The internet is abounding with articles and posts showing correlations between variables. Though I have problems with many of these posts even if they have a big, fat “Correlation does not imply causation” warning label, there is another problem with the abundance of these posts, and that is, “Where are all of the posts about the absence of a correlation.”
Data science is about uncovering knowledge, and that knowledge is valuable if it confronts our preconceived notions about how something works. Usually, one thinks that this means showing a relationship between features that was previously undiscovered. However, it could just as easily be a demonstration that no relationship exists where “common sense” would lead one to believe a relationship exists. Finding no relationship can feel less satisfying, but if an incorrect belief can be reversed, then it’s just a valuable of a finding a strong relationship between two variables.
In a recent project I was working on, I very much expected to find a correlation between a school’s revenue (per student enrolled) and its graduation rate for the 2011-2012 school year. However, I was very surprised to find no correlation at all, making this data narrative a very interesting one!
The Case of the Missing Correlation
I was analyzing several variables’ effects on a schools graduation rate, and my initial hypothesis was that of all of the variables I had, revenue per student would be the strongest predictor of graduation rate. But the more I explored the data, the more I became convinced that that wasn’t the case.
My first indication of the lack of relationship between these two variables was the correlation coefficient: -0.03554802. Not only is it incredibly small, but it’s negative! Granted, its magnitude is so small that I considered the relationship to be 0 rather than negatively correlated.
To explain the absense of a correlation, I employed several visualization to better understand the relationship between revenues per student and graduation rates. Take, for instance, this slope plot of the top 10 and bottom 10 schools ranked by overall Revenue per Student. Seeing where these schools ended up in the overall Graduation Rate rankings, it doesn’t seem like getting a good rank in the first column ensures a good rank in the second.

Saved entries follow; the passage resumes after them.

PR #4412, opened 2022-12-02
Measure article page load times

tonisevener:
**Phabricator:** 
https://phabricator.wikimedia.org/T322563

### Notes
In this PR, we are keeping track of the time it takes for a request from our `mobile-html` endpoint to complete, and sending the min, max, and average values with our session data. I'm trying to avoid logging in the case of any errors or connection failures, as well as if we had to lean on our local permanent cache for any reason (such as Saved Articles) to try to keep the load times a bit more accurate. 

### Test Steps
1. Launch app, enable logging toggle.
2. Visit a few articles, keeping track of how many you have visited.
3. Add a break point [here](https://github.com/wikimedia/wikipedia-ios/commit/857a8a0bd30dec292fd4464e879eba795d1f063f#diff-a8e66e0b1b432cd980bff55f8a5990ab15748817d90decef53560da66701ac9eR47), then background the app. Confirm the `pageLoadTimes` property reflects the number of articles you visited in this session. Inspect the `event` payload, confirm the page load max, min, and average values look correct against what pageLoadTimes contain. These payload values should be integers of milliseconds.
4. Foreground and repeat step 2-3. Confirm the old page load times were cleared out, and your new page load times are being calculated and sent in the event payload.


Wikipedia/Code/Session.swift
```diff
@@ -59,13 +59,14 @@ public class Session: NSObject {
     }
     
     public struct Callback {
+        public typealias UsedPermanentCache = Bool
         let response: ((URLResponse) -> Void)?
         let data: ((Data) -> Void)?
-        let success: (() -> Void)
+        let success: ((UsedPermanentCache) -> Void)
```
staykids, line 65: I find this `let success: ((UsedPermanentCache) -> Void)` change a little confusing from an in-app API perspective, simply because the `callback.success(false)`/`callback.success(true)` calls themselves convey unclear meaning to me in isolation, but I don't have an alternative to suggest.

staykids (approved):
Nice! Seems to work for me as expected on the app side.

PR #4413, opened 2022-12-02
Scale picture of the day widget to address blank widget issue

staykids:
**Phabricator:** https://phabricator.wikimedia.org/T321061

### Notes
This PR addresses an issue where the POTD widget doesn't render an image. For whatever reason, some OS level change appears to have constrained what's possible to display in a widget's SwiftUI `Image` view. Previously, `WidgetKit`/`SwiftUI` seemed to be more forgiving of the dimensionality of images here.

Originally, I had the belief that unusually large image dimensions were causing the crash because the requested image required too much memory (exceeding what's allotted by `WidgetKit`), but it actually seems to be the case that just the _dimensions_ themselves were what was causing issues, not necessarily the image's file size itself. For example, an image with an unusually large width regardless of file size, which may have rendered without issue before, is now simply causing the widget to blank out. Through some experimentation, resizing the image to draw within 1000x1000 pixels seems to allow the images/devices I've tested to render without blanking out. The negative of this approach though, is that depending on device and widget size, the image may appear blurrier than before (because it's not considering the device's scale).

It's worth noting, I continue to have really poor luck with the debugging `WidgetKit` widgets. I also have additional incomplete work that removes the Core Data dependencies to make the widget more independent (like the feature article widget), but I need to hold that work for a future PR because it's becoming more involved than I had hoped.

### Test Steps
1. Delete existing Wikipedia POTD widgets then build/install and open app.
2. Long pressing the home screen and opening the Wikipedia widget gallery, confirm the POTD widget isn't blank.
3. Add a POTD widget at any size. Confirm it actually renders the expected image on your home screen.
4. Delete that POTD widget and add another at a different size.

Additionally if interested, you can try to manually use some previously problematic images that resulted in blank widgets to ensure they work with the new scaling logic. An example of a previous image that resulted in failure is the image featured here: https://en.wikipedia.org/api/rest_v1/feed/featured/2022/11/12. By adding it to the Widget asset catalog, then replacing `cachedImage.staticImage`, `fetchedImage.image.staticImage`, and `UIImage(named: "PictureOfTheYear_2019")` in `PictureOfTheDayWidget.swift` with that image, you should be able to present it in the POTD widget to confirm it renders and isn't blank.


mazevedofs (commented):
I'm still having issues with the large widget, I'm testing on an iPhone 13 mini and an iPad 9th gen. The small and medium widgets are working well in both devices.

staykids:
> I'm still having issues with the large widget

Thanks for reviewing this! I'm not noticing the same on my end. A few questions:
- To confirm - this is following the steps above of removing any existing POTD widgets before adding a large one? There seems to be some existing issue (even on `main`) with multiple POTD widgets not rendering, but with this branch I haven't been able to replicate an individual widget at any size not rendering.
- Are you noticing this on device or simulator, iOS 15 or 16?
- Does tapping the blank widget to launch the app and returning to the home screen show the picture content?
- Are you encountering this with the current POTD image or a test one I mentioned above?

mazevedofs (approved):

PR #4417, opened 2022-12-07
Update supported Wikipedia project languages

staykids:
**Phabricator:** https://phabricator.wikimedia.org/T317844

### Notes
Adds `ami`, `blk`, `dag`, `guw`, `kcg`, `pcm`, `pwn`, `shi` via the `Update Languages` script.

### Test Steps
We can rely on QA for extensive testing (I updated the original task description), but for a couple of the language codes above you can:
1. Search for a language code/language name from above
2. Confirm you can search for/view an article in that language


tonisevener (approved):
Looks good. I noticed some issues with saving articles on the `blk` language, but it appears to be [this](https://phabricator.wikimedia.org/T277599) existing bug. I called it out in the task description for QA.

PR #4424, opened 2022-12-16
Use language inclusive edit help links

staykids:
**Phabricator:** https://phabricator.wikimedia.org/T320738

### Notes
Updates edit help links to language agnostic links rather than EN links. Note that the Watchlist help link was also updated here even though we don't currently display it in app.

### Test Steps
1. Edit an article, continuing up until the Save changes view
2. Tap the Learn more button, confirm it goes to Meta link for Edit summary help
3. Tap the Learn more about minor edits button, confirm it goes to Meta link for Minor edit


tonisevener (approved):
Looks good!

PR #4426, opened 2022-12-20
Enable scrolling on long title article history pages

staykids:
**Phabricator:** https://phabricator.wikimedia.org/T314809

### Notes
Previously, long titled article history pages would not scroll because the navigation bar in the view didn't enable `allowsUnderbarHitsFallThrough`. This adds a `PageHistoryCountsView` to represent the existing implemented XIB, and adds the point inside override to support `allowsUnderbarHitsFallThrough` and allow scrolling the view when interacting with the header.

If there's a better way to handle this, I'm happy to change this PR!

### Test Steps
From Phabricator:
```
- Go to the article: https://en.wikipedia.org/wiki/Cneoridium_dumosum_(Nuttall)_Hooker_F._Collected_March_26%2C_1960%2C_at_an_Elevation_of_about_1450_Meters_on_Cerro_Quemaz%C3%B3n%2C_15_Miles_South_of_Bah%C3%ADa_de_Los_Angeles%2C_Baja_California%2C_M%C3%A9xico%2C_Apparently_for_a_Southeastward_Range_Extension_of_Some_140_Miles within the iOS app
- Navigate to the article's history page
- Scroll down on the history page
```

Confirm in the case above (and any other article history page) that interacting with the navigation bar to scroll works and allows the user to see the rest of the view.


tonisevener (approved):
Looks good!

PR #4429, opened 2022-12-26
Fix peek/pop bug: References should not peek

mcleinman:
**Phabricator:** N/A

### Notes
* 👋🏻 I realized I introduced this bug when working on peek/pop. Sorry!
* Currently, if you long press on an article reference (or note), a user gets a preview of the article they're currently in, which is not intended. This PR suppresses long press preview for references (and notes).
* Additionally, when a user long presses an element that cannot be previewed (like an external URL or [now] a reference), the text they tap grows as if it can be previewed. I changed the completion handler to `nil` (from `nilConfig`), which tells iOS suppresses this behavior. Please let me know if you'd like to keep the current behavior, and I can remove this from the PR.
* Also, I renamed a variable to `newArticleUrl` as we use `articleUrl` for the current VC's article. While the compiler can handle it, I think this improves readability for humans - but feel free to request that I revert that.

### Test Steps
1. Load an article.
2. Use peek/pop on a reference. It should not work.
3. Use peek/pop on an article link. It should work.


tonisevener (approved):
👋 😀 Working great for me! Thanks for this.

PR #4435, opened 2023-01-02
Let URLComponents setters handle encoding

junholee6a:
**Phabricator: https://phabricator.wikimedia.org/T321064** 

### Notes
* Currently, question marks in `href` are unencoded in case they are query string separators (https://github.com/wikimedia/wikipedia-ios/pull/3710)
* However, if there is a question mark in the path (such as in https://en.wikipedia.org/wiki/Who's_the_Man%3F) it must be percent-encoded, or it is interpreted as a query string separator and excluded from the path
* [The setters of URLComponents handle encoding automatically based on what is allowed in each component](https://developer.apple.com/documentation/foundation/urlcomponents/1780144-path), so we can use them to make sure the URL is valid
* As a side effect, it encodes non-ASCII characters in domains using Punycode instead of percent-encoding, so tests were adjusted
* This change means that `CharacterSet.relativePathAndFragmentAllowed` is no longer used anywhere, but I haven't removed it because the underlying `NSCharacterSet.wmf_relativePathAndFragmentAllowedCharacterSet` is still used

### Test Steps
**Unit Tests**
1. Ensure `URLParsingAndRoutingTests` run successfully

**Manual Test**
1. Navigate to this article in the app: https://en.wikipedia.org/wiki/Party_and_Bullshit
2. Click the "[Who’s the Man?](https://en.wikipedia.org/wiki/Who%27s_the_Man%3F)" link
3. The "Who’s the Man?" article should load


junholee6a:
Tests are failing on CircleCI but passing on my local computer, with MacOS 13.1 and XCode 14.2. I'm lost on why it doesn't work

junholee6a:
I realized it's likely because I am not running fastlane locally, so I will reopen this when I get that working

junholee6a:
I was not able to install Ruby 2.6.1, so I ran fastlane with a more recent version locally, but all unit tests passed

junholee6a:
Looks like the tests fail on iOS 15.5. I'll open a new PR if I find a fix

PR #4438, opened 2023-01-04
Match edit summary content language to article language

mazevedofs:
**Phabricator:** https://phabricator.wikimedia.org/T324942

### Notes
* This PR changes the EditSummaryViewController and EditSaveViewController classes to match their content language to the edited article language

### Test Steps
1. Go to an article in any language other than the app's primary language
2. Edit the article to reach the summary view
3. Make sure the content of the view matches the article's language


Wikipedia/Code/EditSaveViewController.swift
```diff
@@ -161,7 +163,7 @@ class EditSaveViewController: WMFScrollViewController, Themeable, UITextFieldDel
 
         setupButtonsAndTitle()
         mode = .preview
-        
+        setupSemanticContentAttibute()
```
tonisevener, line 166: I notice the fine print text views at the bottom don't seem to take effect for RTL (HE example):

IMG_0161

I think the alignment setting becomes overwritten any time the attributed strings are updated when `updateTextViews()` is called, which is called in a couple of different places. When I move this `setupSemanticContentAttribute()` call to the end of the `updateTextViews` method, that seems to fix it. I'm open to other options though!

mazevedofs: Sounds good to me!

tonisevener (approved):
Thanks!

PR #4439, opened 2023-01-04
Fix Notifications Center theming issue on iOS 16

staykids:
**Phabricator:** N/A

### Notes
As of iOS 16, it appears that `List` is no longer backed by a `UITableView`: https://developer.apple.com/documentation/ios-ipados-release-notes/ios-16-release-notes. Because of this, our previous methodology for painting the background color in the Notifications Center filter and inbox views no longer holds. This PR conditionally uses the new `scrollContentBackground` API to hide the background view and apply the `Color` background view on iOS 16.

### Test Steps
Only needs a light visual check:

1. Open in-app Notifications Center on iOS 16 simulator/device
2. Tap either the Filter or Inbox toolbar icons
3. Confirm the view background renders as expected
4. Change app theme and check again
5. Repeat steps on iOS 15 simulator/device

### Screenshots
ba_filters


mazevedofs (approved):
Looking good!

PR #4684, opened 2023-11-29
Diffs: top align from/to container stack view

staykids:
**Phabricator:** https://phabricator.wikimedia.org/T347425

### Notes
Fixes an alignment issue where the from/to revision metadata was not rendering as expected.

### Test Steps
1. Open a diff comparison view between two revisions where one revision does not contain an edit description. (Here's an example I tested with: https://en.wikipedia.org/w/index.php?title=YouTube&diff=1187392832&oldid=1187244209)
2. In the header from/to edit metadata stacks, confirm the labels appear top aligned and are not filled with extraneous inter-item space.

diff_header


tonisevener (approved):
Looks good, thanks!

PR #4685, opened 2023-11-30

translatewiki:
Translation updates


tonisevener (approved):
Approving, however I don't think the `dga` translations will be accessible. I do not see iOS support for it yet.

PR #4688, opened 2023-12-01
Native Editor - Template support

tonisevener:
**Phabricator:** 
https://phabricator.wikimedia.org/T348074

### Notes
This PR adds template syntax highlighting and button action support. It highlights all text within curly braces {{ }} as purple. This is different than our current code mirror editor, which is able to keep the parameter values black. I can do a followup to try and match this support, but I decided to match Android at this stage for simplicity.

I am trying to highlight both inline templates and templates that span across multiple lines. It seems to work pretty well, though I'm sure I missed some cases. Please note any egregious bugs that you find with this.

Deselecting a template (thus removing the surrounding {{ }}) works on inline templates, but I avoided it on templates that span across multiple lines. From what I could tell our current editor doesn't support that either.

This PR is dependent on #4687, do not merge until that is in.

Note: Template syntax color was taken from https://phabricator.wikimedia.org/T344508, which now a very light red color on Dark and Black themes

### Test Steps
1. In Staging scheme, load any article via "Edit" button in article nav bar.
2. Confirm templates are syntax highlighted, both inline and multiline. 
3. Change theme and font size, confirm text changes as expected
4. Toggle off and on syntax highlighting in popover, confirm text changes as expected
5. Put a cursor inside an _inline_ template. Confirm template buttons are selected. Confirm deselecting template button removes surrounding {{ }}
6. Pur a cursor inside a _multiline_ template. Confirm template buttons are not selected. Confirm selecting template button adds new {{ }} at cursor point.
7. Select a random word in the introduction. Confirm template button is not selected. Confirm selecting button adds surrounding {{ }}.
8. On a new line, confirm template button is not selected. Confirm selecting button adds surrounding {{ }} and a space where your cursor is. Confirm deselecting template button removes it.

### Screenshots/Videos
Note: we do not yet have link syntax highlighting, so screenshots differ a bit with Android.

Android:
android
android2

iOS:
ios
ios2


mazevedofs (approved):
Working great 🎉

mazevedofs:
UITests actually passed; I was editing the flow at the same time, so it might have caused it to fail. I'm trying to prevent them from running every time

PR #4696, opened 2023-12-07
Bug fix - Native Editor new input view bug

tonisevener:
**Phabricator:** 
https://phabricator.wikimedia.org/T344508

### Notes
My iPad mini (device-only) would show an empty input view for the native editor. I couldn't figure out why this was happening, but I suspect it had something to do with the embedded view controllers or navigation controller, since simple test views displayed fine for me.

I rewrote and simplified these views to be a single input view, to more closely match what I've seen proposed from design. The UI is not complete, but I think we can merge this first and fine-tune in a followup PR once T344508 is updated with final mocks.

### Test Steps
1. On Staging, load editor.
2. Notice there's only one format button now rather than two in the input accessory view. Tap it.
3. Confirm the keyboard input view displays.

### Screenshots/Videos

Before (iPad mini bug):
out2

After:
out1


mazevedofs (approved):
Looking good on my devices/simulators 🎉

PR #4701, opened 2023-12-12
Fix widget presentation on iOS 17

staykids:
**Phabricator:** https://phabricator.wikimedia.org/T346810

### Notes
Conforms to iOS 17's container background API for widgets to fix the presentation of widgets on the home screen when built with Xcode 15. As a result, also opts into [StandBy](https://support.apple.com/guide/iphone/use-standby-iph878d77632/ios) on iPhone.

### Test Steps
1. Build this branch using Xcode 15, and run on iOS 17 device or simulator.
2. Add one of each type of widget to the home screen and confirm they render without the margins seen in Phab task (can also confirm they render without margins in the widget gallery when adding widgets)
3. Optionally, enable [StandBy](https://support.apple.com/guide/iphone/use-standby-iph878d77632/ios) and confirm each of the small variant widgets render as expected.

### Screenshots

Here're screenshots of the widgets in [StandBy](https://support.apple.com/guide/iphone/use-standby-iph878d77632/ios) mode:

standby


tonisevener (approved):
Looks good so far, I'd like to hold merging until we're past releasing 7.4.6, since we'll have to change our Xcode version.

Then, I plotted the Graduation Rates and Revenues per Student for each state, showing that the states with high graduation rates don’t necessarily have high Revenues per Student and vice versa, further illustrating the lack of correlation between the two variables.
Finally, I plotted each school on a scatter plot of Graduation Rates versus Revenue per Student. I also fitted a Generalized Additive Model to the data. In the upper and lower ranges of the x-axis (revenue per student), there aren’t many samples, so the variance is large. For the most dense section of the data, there isn’t a clear monotonic relationship, since the regression curve peaks and dips in several spots.
Combined, these three plots demonstrate the lack of correlation between graduation rate and revenue per student. Granted, this finding can’t be used to justify cutting school budgets country-wide or anything that drastic. There could be many reasons that confound some hidden relationship between these variables. For instance, the purchasing power in each state is very different. Also, revenue in doesn’t account for how the schools are spending that money. Or maybe school sizes should has something to do with it; perhaps as a school gets larger, the cost of adding additional students decreases, so these schools would have a lower Revenue per Student. Still though, the lack of a strong correlation raises a lot of questions, and points us in a direction for further investigation.